I took a quick look at Stöhr's paper and Stöhr's counterexample sequences have large gaps.  Since you're excluding large gaps by fiat, Stöhr's results don't answer your question directly, but perhaps suggest that the kind of result you're looking for is difficult to prove.
A: Let $A_n = \{a : a \equiv 1 \mod 2^n \mbox{ and } 2^{2^{n-1}} \leq a < 2^{2^{n}} - 2^{2^{n-1}}\}$, and let $\displaystyle A = \bigcup_{n=1}^\infty A_n$.
Then, $A(x) >> \frac{x}{\log x}$, the gap sizes are $<< \sqrt{x}$, and $A$ contains infinitely many non-multiples of $m$ for every $m>1$.
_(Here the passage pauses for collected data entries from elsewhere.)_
PR #29569, opened 2025-08-15
ENH: Add ndmax parameter to np.array to control recursion depth

kibitzing:
Implementaion of #29499

## Description

This PR introduces a new parameter, `ndmax`, to the `np.array` function. This parameter allows users to explicitly limit the maximum number of dimensions that NumPy will create when converting nested sequences (like lists of lists) into an array.

To ensure backward compatibility, the default behavior remains unchanged. When `ndmax` is not specified, the function falls back to its current heuristic. This means it will create as many dimensions as possible from nested sequences, up to the compile-time limit defined by `NPY_MAXDIMS`.

---

### Motivation and Context

As discussed in issue #29499, the current behavior of `np.array` can lead to unexpected results when `dtype=object` is specified. For example:

* A list of lists with **non-uniform lengths** correctly creates a 1D array of `list` objects.
* A list of lists with **uniform lengths** is implicitly promoted to a 2D `ndarray`, even with `dtype=object`.

This inconsistency arises because, as @rkern explained, NumPy has a strong heuristic that assumes uniformly nested sequences are intended to be multi-dimensional arrays. While this is often the desired outcome, it overrides the user's explicit intent in cases where a 1D array of `list` objects is needed, regardless of their shape. This can cause subtle bugs, particularly in data processing pipelines for machine learning.

The existing workarounds, such as pre-allocating with `np.empty` and then assigning or using `np.fromiter`, are effective but less intuitive than a direct parameter. The addition of `ndmax` provides a clear and explicit way to control this behavior directly within the most commonly used array creation function.

---

### How to use `ndmax`

The `ndmax` parameter provides fine-grained control over the array creation process.

* Current Behavior (Unexpected Promotion):
```python
# Even with dtype=object, this creates a 2D NumPy array
b = np.array([[1, 2, 3], [4, 5, 6]], dtype=object)
print(b.shape)      # (2, 3)
print(type(b[0]))   # <class 'numpy.ndarray'>
```

* New Behavior with `ndmax=1` (Desired Outcome):

```python
# With ndmax=1, NumPy stops at 1 dimension, preserving inner lists
b_new = np.array([[1, 2, 3], [4, 5, 6]], dtype=object, ndmax=1)
print(b_new.shape)      # (2,)
print(type(b_new[0]))   # <class 'list'>
```

This aligns the behavior for uniform lists with that of non-uniform lists when the user's intent is to create an array of objects. 

---

### Implementation Details

The implementation was made straightforward by leveraging the pre-existing `max_depth` parameter in the core C-API function, `PyArray_FromAny_int`. The new Python-level `ndmax` argument is passed directly to this internal parameter.

This approach ensures that the new feature is built upon NumPy's established and tested array creation logic, minimizing risk and maintaining internal consistency.

### DIFF
--- a/numpy/_core/src/multiarray/ctors.c
+++ b/numpy/_core/src/multiarray/ctors.c
@@ -1508,6 +1508,10 @@ PyArray_FromAny(PyObject *op, PyArray_Descr *newtype, int min_depth,
         return NULL;
     }
 
+    if (max_depth == 0 || max_depth > NPY_MAXDIMS) {
+        max_depth = NPY_MAXDIMS;
+    }
+
     int was_scalar;
     PyObject* ret =  PyArray_FromAny_int(
             op, dt_info.descr, dt_info.dtype,
@@ -1544,10 +1548,6 @@ PyArray_FromAny_int(PyObject *op, PyArray_Descr *in_descr,
     coercion_cache_obj *cache = NULL;
     int ndim = 0;
     npy_intp dims[NPY_MAXDIMS];
-
-    if (max_depth == 0 || max_depth > NPY_MAXDIMS) {
-        max_depth = NPY_MAXDIMS;
-    }
 
     if (context != NULL) {
         PyErr_SetString(PyExc_RuntimeError, "'context' must be NULL");
@@ -1800,6 +1800,10 @@ PyArray_CheckFromAny(PyObject *op, PyArray_Descr *descr, int min_depth,
         Py_XDECREF(dt_info.descr);
         Py_XDECREF(dt_info.dtype);
         return NULL;
+    }
+
+    if (max_depth == 0 || max_depth > NPY_MAXDIMS) {
+        max_depth = NPY_MAXDIMS;
     }
 
     PyObject* ret =  PyArray_CheckFromAny_int(
--- a/numpy/_core/src/multiarray/ctors.c
+++ b/numpy/_core/src/multiarray/ctors.c
@@ -1508,6 +1508,12 @@ PyArray_FromAny(PyObject *op, PyArray_Descr *newtype, int min_depth,
         return NULL;
     }
 
+    /*
+     * The internal implementation treats 0 as actually wanting a zero-dimensional
+     * array, but the API for this function has typically treated it as
+     * "anything is fine", so convert here.
+     * TODO: should we use another value as a placeholder instead?
+     */
     if (max_depth == 0 || max_depth > NPY_MAXDIMS) {
         max_depth = NPY_MAXDIMS;
     }
@@ -1802,6 +1808,7 @@ PyArray_CheckFromAny(PyObject *op, PyArray_Descr *descr, int min_depth,
         return NULL;
     }
 
+    /* See comment in PyArray_FromAny for rationale */
     if (max_depth == 0 || max_depth > NPY_MAXDIMS) {
         max_depth = NPY_MAXDIMS;
     }
--- a/numpy/_core/src/multiarray/ctors.c
+++ b/numpy/_core/src/multiarray/ctors.c
@@ -1545,6 +1545,10 @@ PyArray_FromAny_int(PyObject *op, PyArray_Descr *in_descr,
     int ndim = 0;
     npy_intp dims[NPY_MAXDIMS];
 
+    if (max_depth == 0 || max_depth > NPY_MAXDIMS) {
+        max_depth = NPY_MAXDIMS;
+    }
+
     if (context != NULL) {
         PyErr_SetString(PyExc_RuntimeError, "'context' must be NULL");
         return NULL;
@@ -1563,7 +1567,7 @@ PyArray_FromAny_int(PyObject *op, PyArray_Descr *in_descr,
     Py_BEGIN_CRITICAL_SECTION(op);
 
     ndim = PyArray_DiscoverDTypeAndShape(
-            op, NPY_MAXDIMS, dims, &cache, in_DType, in_descr, &dtype,
+            op, max_depth, dims, &cache, in_DType, in_descr, &dtype,
             copy, &was_copied_by__array__);
 
     if (ndim < 0) {
@@ -1583,7 +1587,7 @@ PyArray_FromAny_int(PyObject *op, PyArray_Descr *in_descr,
         npy_free_coercion_cache(cache);
         goto cleanup;
     }
-    if (max_depth != 0 && ndim > max_depth) {
+    if (ndim > max_depth && (in_DType == NULL || in_DType->type_num != NPY_OBJECT)) {
         PyErr_SetString(PyExc_ValueError,
                 "object too deep for desired array");
         npy_free_coercion_cache(cache);
--- a/numpy/_core/src/multiarray/multiarraymodule.c
+++ b/numpy/_core/src/multiarray/multiarraymodule.c
@@ -1572,7 +1572,7 @@ _array_fromobject_generic(
 
     if (ndmin > ndmax) {
         PyErr_Format(PyExc_ValueError,
-                "ndmin must be <= ndmax (=%d)", ndmax);
+                "ndmin must be <= ndmax (%d)", ndmax);
         goto finish;
     }
     /* fast exit if simple call */
--- a/numpy/_core/src/multiarray/multiarraymodule.c
+++ b/numpy/_core/src/multiarray/multiarraymodule.c
@@ -1749,11 +1749,7 @@ array_array(PyObject *NPY_UNUSED(ignored),
     }
 
     if (ndmax > NPY_MAXDIMS || ndmax < 0) {
-        if (ndmax > NPY_MAXDIMS) {
-            PyErr_Format(PyExc_ValueError, "ndmax must be <= NPY_MAXDIMS (=%d)", NPY_MAXDIMS);
-        } else {
-            PyErr_Format(PyExc_ValueError, "ndmax must be >= 0");
-        }
+        PyErr_Format(PyExc_ValueError, "ndmax must be in the range [0, NPY_MAXDIMS (%d)] ", NPY_MAXDIMS);
         Py_XDECREF(dt_info.descr);
         Py_XDECREF(dt_info.dtype);
         return NULL;
--- a/numpy/_core/src/multiarray/multiarraymodule.c
+++ b/numpy/_core/src/multiarray/multiarraymodule.c
@@ -1748,11 +1748,11 @@ array_array(PyObject *NPY_UNUSED(ignored),
         op = args[0];
     }
 
-    if (ndmax > NPY_MAXDIMS || ndmax <= 0) {
+    if (ndmax > NPY_MAXDIMS || ndmax < 0) {
         if (ndmax > NPY_MAXDIMS) {
             PyErr_Format(PyExc_ValueError, "ndmax must be <= NPY_MAXDIMS (=%d)", NPY_MAXDIMS);
         } else {
-            PyErr_Format(PyExc_ValueError, "ndmax must be > 0");
+            PyErr_Format(PyExc_ValueError, "ndmax must be >= 0");
         }
         Py_XDECREF(dt_info.descr);
         Py_XDECREF(dt_info.dtype);
--- a/numpy/_core/src/multiarray/multiarraymodule.c
+++ b/numpy/_core/src/multiarray/multiarraymodule.c
@@ -1748,10 +1748,12 @@ array_array(PyObject *NPY_UNUSED(ignored),
         op = args[0];
     }
 
-    if (ndmax > NPY_MAXDIMS) {
-        PyErr_Format(PyExc_ValueError,
-            "ndmax bigger than allowable number of dimensions "
-            "NPY_MAXDIMS (=%d)", NPY_MAXDIMS);
+    if (ndmax > NPY_MAXDIMS || ndmax <= 0) {
+        if (ndmax > NPY_MAXDIMS) {
+            PyErr_Format(PyExc_ValueError, "ndmax must be <= NPY_MAXDIMS (=%d)", NPY_MAXDIMS);
+        } else {
+            PyErr_Format(PyExc_ValueError, "ndmax must be > 0");
+        }
         Py_XDECREF(dt_info.descr);
         Py_XDECREF(dt_info.dtype);
         return NULL;
--- a/numpy/_core/src/multiarray/multiarraymodule.c
+++ b/numpy/_core/src/multiarray/multiarraymodule.c
@@ -1560,7 +1560,7 @@ _prepend_ones(PyArrayObject *arr, int nd, int ndmin, NPY_ORDER order)
 static inline PyObject *
 _array_fromobject_generic(
         PyObject *op, PyArray_Descr *in_descr, PyArray_DTypeMeta *in_DType,
-        NPY_COPYMODE copy, NPY_ORDER order, npy_bool subok, int ndmin)
+        NPY_COPYMODE copy, NPY_ORDER order, npy_bool subok, int ndmin, int ndmax)
 {
     PyArrayObject *oparr = NULL, *ret = NULL;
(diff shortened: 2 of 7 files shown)


numpy/_core/src/multiarray/multiarraymodule.c
```diff
@@ -1747,8 +1748,19 @@ array_array(PyObject *NPY_UNUSED(ignored),
         op = args[0];
     }
 
+    if (ndmax > NPY_MAXDIMS || ndmax <= 0) {
```
mhvk: So here I'd also check `ndmax < 0` rather than `<= 0`.

numpy/_core/src/multiarray/ctors.c
```diff
@@ -1545,6 +1545,10 @@ PyArray_FromAny_int(PyObject *op, PyArray_Descr *in_descr,
     int ndim = 0;
     npy_intp dims[NPY_MAXDIMS];
 
+    if (max_depth == 0 || max_depth > NPY_MAXDIMS) {
```
mhvk: To support actually using `max_depth = 0` as a real option, the check here would need to be removed.

But that means adjusting code that calls it. The main user is `PyArray_FromAny` (in `ctors.c` as well), which would then need this `if` statement (indeed, perhaps the whole statement should be moved there; it is not unreasonable to assume that for internal calls the values are known to be good).

One other user is `PyArray_CheckFromAny_int` (also in`ctors.c`), though logically there also perhaps `PyArray_CheckFromAny` is the one that should be adjusted.

The final user seems to be `scalartypes.c.src` -- there one could just replace the 0 with `NPY_MAX_DIMS`.

mhvk (commented):
@kibitzing - thanks for the PR. I think this is rather nice, especially that you found all it really takes is exposing existing functionality!

However, to me at least there is one annoyance: it would seem to me that there is no reason not to support `np.array(..., ndmax=0)` as meaning that the user wants an array with `ndim=0` (i.e., a scalar array). 

Unfortunately, this clashes with the numpy C API, which has `PyArray_FromAny` and friends interpret `max_depth=0` as arbitrary (it is actually not documented as such, but since it is used like that throughout the code base, it surely is used outside of numpy as well).

But I think we can make it work by adjusting `PyArray_FromAny` to change 0 to `NPY_MAXDIMS` and then have `PyArray_FromAny_int` not do any checks. See in-line comments.

What do you think?

kibitzing:
Hello @mhvk,
Thank you for the excellent feedback and for proposing a clear solution!

I also considered supporting `ndmax=0` for scalar creation. I initially decided against it, partly because of the C-API's convention that you mentioned, and partly because I was cautious about modifying such a core piece of code.

However, the detailed guidance you've provided makes the path forward very clear, so I'm happy to get to work on implementing it.

numpy/_core/src/multiarray/multiarraymodule.c
kibitzing: Thank you for the suggestion, I've changed as you suggested.

numpy/_core/src/multiarray/ctors.c
kibitzing: Thank you for the clear guidance.

As you suggested, I've refactored the logic so `PyArray_FromAny_int` can treat `max_depth=0` as a request for a 0-D array. 
The responsibility for handling the "no limit" case (by converting `0` to `NPY_MAXDIMS`) has been moved to its callers:
- The check was added to `PyArray_FromAny` and `PyArray_CheckFromAny`.
- Call sites in `scalartypes.c.src` and `array_converter_new` were updated to use `NPY_MAXDIMS` explicitly.

numpy/_core/src/multiarray/multiarraymodule.c
```diff
@@ -1747,8 +1748,19 @@ array_array(PyObject *NPY_UNUSED(ignored),
         op = args[0];
     }
 
+    if (ndmax > NPY_MAXDIMS || ndmax < 0) {
+        if (ndmax > NPY_MAXDIMS) {
+            PyErr_Format(PyExc_ValueError, "ndmax must be <= NPY_MAXDIMS (=%d)", NPY_MAXDIMS);
```
mhvk: Again, I wouldn't ask if there wasn't another reason to push a further commit, but to have error path code interrupt the flow as little as possible, I'd tend to have just one `PyErr_Format`, with (e.g.) "must have 0 <= ndmax <= NPY_MAXDIMS (=%d)".

numpy/_core/src/multiarray/ctors.c
```diff
@@ -1508,6 +1508,10 @@ PyArray_FromAny(PyObject *op, PyArray_Descr *newtype, int min_depth,
         return NULL;
     }
 
+    if (max_depth == 0 || max_depth > NPY_MAXDIMS) {
```
mhvk, line 1517: This would not be worth doing if there was nothing else, but since we need to do the docs, maybe worth putting in a comment, say along the lines of
```
/*
 * The` internal implementation treats 0 as actually wanting a zero-dimensional
 * array, but the API for this function has typically treated it as "anything is fine",
 * so convert. TODO: should we use another value as a placeholder instead?
 */
```

mhvk (commented):
@kibitzing - this looks great. I was about to approve, but then I realized we should make sure this is actually documented. So, could you add a description in `_add_newdocs.py` (search for `'array'` - l.806; you'll need a`.. versionadded:...` in there, see examples in that file).

Furthermore, personally, I feel this is worth a little what's-new entry - there are many who have run into this issue! (We've got some code in astropy that we can now simplify!) For this you need to add a fragment in `doc/release/upcoming_changes` - see the `README.rst` in that directory).

Since that means another CI run anyway, I also put two absoltely nitpicky comments in-line, which you might as well do too... (but feel free to disagree and ignore).

Let me also ping @mattip and @rkern, in case they want to have a look as well (though in the end this is so much a case of just exposing what was effectively in place already that I'm quite happy to just get it in myself too).

numpy/_core/src/multiarray/multiarraymodule.c
kibitzing: Thank you for the feedback!
Updated to use a single `PyErr_Format` with the combined bounds check message.

numpy/_core/src/multiarray/ctors.c
kibitzing: Added the comment explaining the 0 value handling, thanks for the suggestion!

kibitzing:
Hello @mhvk,
Thanks for the thorough review! I've addressed all the points:
- Added documentation and examples in `_add_newdocs.py` with the `.. versionadded::` directive
- Created a news fragment in `doc/release/upcoming_changes` for the what's new entry (happy to hear it will help simplify things for you!)
- Applied the inline suggestions. Thanks for spotting those, they definitely improve the code quality

Please let me know if there's anything else you'd like me to adjust!

mhvk (approved):
Super, this now looks great! Let's get it in. Thanks very much for solving a long-standing annoyance in an elegant way!

kibitzing:
Hello @mhvk,
Thank you so much for your insightful, thoughtful and detailed feedback throughout the process! 
I've learned a lot. It was a real pleasure working together on this!

mhvk:
Indeed, a nice collaboration!

numpy/_core/src/multiarray/ctors.c
seberg: From a Pytohn perspective supporting 0 is desired though, while from the C one it is tricky. I wonder if we can't make it work (even if not in C -- the internal function may have to differ).

seberg: Sorry for the noise... this is the public function and you didn't change the internal one, nice :).

kibitzing: No problem at all! Thanks for taking a look, @seberg :)

numpy/_core/src/multiarray/ctors.c
```diff
@@ -1583,7 +1593,7 @@ PyArray_FromAny_int(PyObject *op, PyArray_Descr *in_descr,
         npy_free_coercion_cache(cache);
         goto cleanup;
     }
-    if (max_depth != 0 && ndim > max_depth) {
+    if (ndim > max_depth && (in_DType == NULL || in_DType->type_num != NPY_OBJECT)) {
```
tylerjereddy, line 1596: Reverting this change per diff below the fold resolves gh-29721 for me.

<details>

```diff
--- a/numpy/_core/src/multiarray/ctors.c
+++ b/numpy/_core/src/multiarray/ctors.c
@@ -1593,7 +1593,7 @@ PyArray_FromAny_int(PyObject *op, PyArray_Descr *in_descr,
         npy_free_coercion_cache(cache);
         goto cleanup;
     }
-    if (ndim > max_depth && (in_DType == NULL || in_DType->type_num != NPY_OBJECT)) {
+    if (max_depth != 0 && ndim > max_depth) {
         PyErr_SetString(PyExc_ValueError,
                 "object too deep for desired array");
         npy_free_coercion_cache(cache);
```

</details>

Application of that patch also passes the full NumPy testsuite locally on x86_64 Linux, so I kind of wonder if this is really justified, or at least if there is some way to keep the same behavior for error handling.

mhvk: @tylerjereddy - thanks for the sleuthing! Is there a test case that mimics what happens in scipy? I ask in part because I wonder if it is the re-addition of `maxdepth != 0` that makes things work, or the removal of the `in_DType` check. I'm also confused that the test cases we added still pass after reverting this - I thought this was all quite logically needed... Let me ping @kibitzing as well.

kibitzing: Thanks both for the discussion!

To give a bit of context first: before this PR, `max_depth=0` was not a user-facing value. It was used internally as a signal meaning "no limit" or "arbitrary". That’s why we originally had the `max_depth != 0` check.

After this PR, however, we explicitly allow users to set `max_depth`, and `0` is now a valid input value. With the previous condition, tests likely passed only because we normalized all `max_depth=0` values to `NPY_MAXDIMS` (64). The actual `ndim` comparison was already handled in the preceding line based on `max_depth`.

My guess is that the failure you are seeing arises from a call to `PyArray_FromAny_int` with `max_depth=0`. On my side, I verified that the tests do not break even without the `max_depth != 0` condition (tested on macOS).

It would be very helpful to have a minimal reproducer extracted from SciPy. That would let us determine whether we need to refine the condition (e.g., separate the `max_depth` logic from the object-DType logic).

mattip: `max_depth` is the 4th argument in `PyArray_FromAny`. We have one such call inside NumPy behind a define https://github.com/numpy/numpy/blob/104dcc3eafcf1591e680a2b3af6f69f465c912fe/numpy/_core/include/numpy/ndarrayobject.h#L86-L87

And there are two in scipy
```
$ git grep PyArray_FromAny
scipy/spatial/src/distance_pybind.cpp:    auto* arr = PyArray_FromAny(obj.ptr(), descr, 0, 0, flags, nullptr);
scipy/spatial/src/distance_pybind.cpp:    auto* arr = PyArray_FromAny(obj.ptr(), nullptr, 0, 0, flags, nullptr);
```

mattip: There are many uses of `PyArray_FromObject` in scipy, where the [last argument is max_depth](https://numpy.org/devdocs/reference/c-api/array.html#c.PyArray_FromObject) and the value is `0`

```
$ git grep "PyArray_FromObject.*0)"
scipy/signal/_correlate_nd.cc:    ax = (PyArrayObject *)PyArray_FromObject(x, typenum, 0, 0);
scipy/signal/_correlate_nd.cc:    ay = (PyArrayObject *)PyArray_FromObject(y, typenum, 0, 0);
scipy/signal/_correlate_nd.cc:    aout = (PyArrayObject *)PyArray_FromObject(out, typenum, 0, 0);
scipy/signal/_lfilter.cc:    arX = (PyArrayObject *) PyArray_FromObject(X, typenum, 0, 0);
scipy/signal/_sigtoolsmodule.cc:        afill = (PyArrayObject *)PyArray_FromObject(fill_value, typenum, 0, 0);

```

mhvk: @mattip - those call the public version, but for that function there was meant to be no change. Indeed, in there `0` is translated into `maxdepth` before calling the `PyArray_FromArray_int`, which is where the clause we are discussing here was changed. Hence, this all still leaves me a bit confused about why the change here caused problems. I suspect it is the object check... @tylerjereddy - are you still setup to check if just doing
```
if (ndim > max_depth) {
```
solves the scipy problems too? (Sorry, am in the midst of teaching prep so unable to test myself right now...)

tylerjereddy:
@mhvk Yes, that patch resolves both SciPy release branch test failures on x86_64 Linux--I just checked.

That said, it looks like Ralf agrees this is a pretty minor matter, so I'm just going to skip those tests for now--we're just exchanging one error class for another as far as the user is concerned.

numpy/_core/src/multiarray/ctors.c
mhvk: Good to hear that works. Though I'd still like to understand why the rest is not necessary for numpy -- if it really isn't, then I think we should just remove it still.

tylerjereddy:
Although on Windows it looks like sometimes the error doesn't happen at all... yuck, anyway I'm going to suppress the test downstream for now I think

numpy/_core/src/multiarray/ctors.c
kibitzing: I now understand this issue properly, and I agree this is indeed a bug.

When I originally replaced:
```c
if (max_depth != 0 && ndim > max_depth) {
```
with:
```c
if (ndim > max_depth && (in_DType == NULL || in_DType->type_num != NPY_OBJECT))
```

I focused only on the meaning of `max_depth != 0` as "max_depth was explicitly set by the user" and tried to use `(in_DType == NULL || in_DType->type_num != NPY_OBJECT)` as a proxy for this condition. My reasoning was that since `max_depth` option is only allowed for `object` dtypes, an `object` dtype would indicate that `max_depth` was set externally.

However, this was incorrect logic. The original `max_depth != 0` condition wasn't primarily about "don't raise an error if max_depth was set externally." Rather, it was about avoiding false positives: since `max_depth` defaults to 0 when not set, the condition `ndim > max_depth` would always be true and always raise an error without this guard.

I also confused this with the actual behavior I implemented where objects deeper than `max_depth` get stored as nested objects. But if that behavior had occurred, it would have been handled in `PyArray_DiscoverDTypeAndShape`, and the resulting `ndim` would already be bounded by `max_depth`. Therefore, no additional restriction should be needed.

The `(in_DType == NULL || in_DType->type_num != NPY_OBJECT)` condition is not only redundant but actually problematic. It can suppress "too deep" errors in cases where it should actually be raised, as @tylerjereddy observed. (Thank you for catching this!)

kibitzing: I said `ndim` should be bounded by `max_depth`, but `ndim > max_depth` still happens when recursive inference is bypassed - specifically when a `np.array` is passed as input to `np.array()`. In such cases, `ndim` is determined directly from the input array's dimensions without inference, so `ndim > max_depth` can still occur.
For example, if `dtype=object`, the input is a `np.array`, and `max_depth` is set smaller than the input array's dimensions, we should raise an error but currently don't due to the object dtype condition. This could lead to unexpected bugs downstream.
Therefore, I believe we should remove the object dtype condition and simply use:
```C
if (ndim > max_depth) {
```
This would properly handle all cases while maintaining the intended behavior.

mhvk: @kibitzing - that all makes sense. Would you be able to make a quick PR that fixes this?

kibitzing: @mhvk Done! I created a [PR](https://github.com/numpy/numpy/pull/29745) that removes the object dtype check and adds a regression test.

However, $2^{2^n}$ cannot be written as a sum of fewer than $n-\log_2 n$ elements of $A$.  To prove this, suppose the contrary; say $2^{2^{n}} = a_1 + \cdots + a_k$ for $k < n-\log_2 n$, $a_1 \leq \cdots \leq a_k$, $a_i \in A$.  We know that $a_k \in A_n$, because if not, then all the $a_i < 2^{2^{n-1}}$, so, summing, $2^{2^n} < k \cdot 2^{2^{n-1}}$, implying $2^{2^{n-1}} < n$, which is false for positive $n$.  One applies a similar argument to each of the partial sums of the $a_i$, in turn from largest to smallest, to show that $\displaystyle a_j \in \bigcup_{i=n-k+j}^n A_i$.  In particular, each $a_j \equiv 1 \mod 2^{n-k+1}$, so the sum $2^{2^n} \equiv k \mod 2^{n-k+1}$.  Thus, $2^{n-k+1} \mid k$; in particular, $2^{n-k+1} \leq k$.  Using the bound $k < n-\log_2 n$ on both sides, we may deduce $2n < n-\log_2 n$, a contradiction.
For a possible fix, I would assume that $A$ is well-distributed modulo $m$ (for every $m$) in an appropriate sense.  (I'm being purposefully vague here, and you might need something rather strong, like an analogue of Bombieri-Vinogradov).  Good luck!